Saturday, 1 December 2012

It's just a fence!

 
The news of an outbreak of violence in Gaza with the Israeli Defence Forces was not much of a surprise for anyone. It mobilised some to protest outside the Israeli embassy in London, while others joined the counter-demonstration further down the road, the vast majority of people probably languished in passive ignorance to the history of the crisis. The wars waged to establish and expand the state of Israel surprise no one with a modicum of knowledge of the history of the nation-state. Like childbirth the founding of a state is repressed precisely because it's so traumatic. The majority of states in the world were either founded in violence and have been perpetuated through violence in way or another. So it should surprise no one that the state of Israel was founded out of a theft - what Palestinians call the Nabka - in which 700,000 people were expelled from their land and their villages were destroyed to make way for a new country. And we can safely say, in retrospect of six decades, that expansionism is inherent to the state-founding project.
 
Expulsion from the land was the only way that the state could be established. It was necessary given that at the time Mandate Palestine consisted of a population that was 95% Muslim and Christian Arab. Today the millions of descendents of those Palestinians who were first displaced in 1948 are scattered around the world. The largest concentration outside of Israel and the occupied territories is in Jordan, where Israeli nationalists argue the Palestinians really belong. Part of the problem is the ambiguity of where Israel’s borders actually end. If the international borders are disregarded (which they are inside Israel) then the eastern frontier of the country reach across the Jordan River and that would mean Jordan can be absorbed as well. This is the irony of the nationalist line that the Palestinians should go live in Jordan. Originally the border was meant to be at the Alawi River in the middle of Lebanon.

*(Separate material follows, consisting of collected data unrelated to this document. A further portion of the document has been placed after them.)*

Issue #5981, opened 2021-07-17
Auto focus on the first input with error when both native and custom inputs are used


tedliang:
Auto focus on the first input with error when both native and custom inputs are used

**Describe the solution you'd like**
https://codesandbox.io/s/react-hook-form-v6-auto-focus-on-the-first-input-with-error-8s50w?file=/src/index.js
When submit button is clicked, it should focus on the input for first name.

**Describe alternatives you've considered**
N/A

**Additional context**
We can use fieldErrors and form.elements to find out the first focusable error input.
https://erikras.com/blog/focus-on-errors

bluebill1049:
We can't guarantee the focus order at v6, the order is based on the `register` order. If you want to get it consistent, I would recommend to use all `Controller` at v6.

bluebill1049:
consider to use v7: https://codesandbox.io/s/goofy-elbakyan-nety1?file=/src/App.js

tedliang:
v7 has the same problem: https://codesandbox.io/s/zen-hertz-2ftkt
The workaround would be using Controller for all inputs. 

Thanks for your prompt reply.

jeina7:
Hi, I am also struggling with getting an auto focus on input which has error with `<Controller>`.

It seems that now `"react-hook-form": "7.11.1"` version works fine with simple `<input>` tag, and also works fine when `<Controller>` renders simple `<input>` tag. However, it doesn't work for 3rd party components. 

I have a demo with material-ui: https://codesandbox.io/s/lucid-christian-2bqqx

It takes auto focus when "firstName" field or "lastName" field is empty, however it doesn't take auto focus on material-ui field when it is still empty.

Is this on-going issue on react-hook-form v7?

tedliang:
MUI is using inputRef instead of ref.

PR #5988, opened 2021-07-18
Access input from CustomElement

tedliang:
With this change, user can implement custom logic to manually focus on the first error input instead of using Controller for all inputs. See #5981 

In order to determine the focus order for error inputs, 'ref' from Controller render prop is required in the CustomElement, so that it can be accessible from FieldErrors.

### DIFF
--- a/src/types/fields.ts
+++ b/src/types/fields.ts
@@ -25,6 +25,7 @@ export type CustomElement<TFieldValues extends FieldValues> = {
   options?: HTMLOptionsCollection;
   files?: FileList | null;
   focus?: () => void;
+  input?: any;
 };
 
 export type FieldValue<
--- a/src/useController.ts
+++ b/src/useController.ts
@@ -126,6 +126,7 @@ export function useController<TFieldValues extends FieldValues = FieldValues>({
             {
               name,
               focus: onFocusRef.current,
+              input: ref.current,
             },
             {
               value: {


bluebill1049:
thanks for the PR @tedliang 🙏 for V6 it's on maintain mode, prefer not to introduce more props/feature at this stage.

tedliang:
Do you consider this for v7?

bluebill1049:
This is already in V7, basically the ref prop from the render props.

tedliang:
The ref prop from the render props is not accessible from FieldErrors in v7 as well.
https://codesandbox.io/s/blissful-montalcini-p457g?file=/src/App.js
When submit button is clicked, it's focused on the last input instead of the first one in the form.
The input ref for native field is accessible via errors.native.ref. However, the input ref for controller field is not accessible. 
image

bluebill1049:
you are referring to the focus order, if that's the cause you will have to either use register/controller, feel free to submit a feature request in which we can come up with a better API but it's a difficult one. especially when there are things like media queries and different break points.

tedliang:
With the input ref for both native and controller fields in errors, I can then use form.elements to determine the order for the error inputs. 

Ideally, errors.materialui.ref should refer to the ref we passed to the TextField.
Screen Shot 2021-07-19 at 7 48 38 pm

But if it's too hard, can we make it available via errors.materialui.ref.input?

bluebill1049:
This was made so the controller is diff from `register`, and will not use ref to update inputs. Don't think we want to change anything at this stage.

tedliang:
Will this be too hard?
Screen Shot 2021-07-19 at 7 53 04 pm

bluebill1049:
not with the current design, yes it's not simple.

tedliang:
Can we make the elm available in ref? eg. errors.materialui.ref.elm? I can see it from the log. It's right there. so close!🤤
image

Until the borders are clarified and set at the internationally recognised limit, which is at 78% of what was once Mandate Palestine, then there won’t be peace.
 
 
The UN vote to bestow non-member observer status on Palestine demonstrates that the Palestinians are hungry for a peaceful settlement. Incidentally, Palestine now shares the same status of statehood as the Holy See. This is contrary to the picture that the Israeli Right put forward of murderous rabbles of Arabs too bloodthirsty to settle for anything less than the demise of the Jewish state. Yet it is the Israeli government that won't budge on the question of settlements and 60% of the West Bank already consists of Jewish settlements. That's a major obstacle to a two-state settlement if Palestine is meant to be constituted by 100% of the West Bank. Then there's the wall of annexation that has been extended around arable land and resources in the West Bank. This wall is called a 'defensive barrier' in Israel, which is what the Berlin Wall was called in East Germany. It gets even more absurd, in the US media the wall is called a 'fence' and it's longer than the Berlin Wall. I guess you must be a Nazi if you don't see an enormous concrete wall as a white picket fence.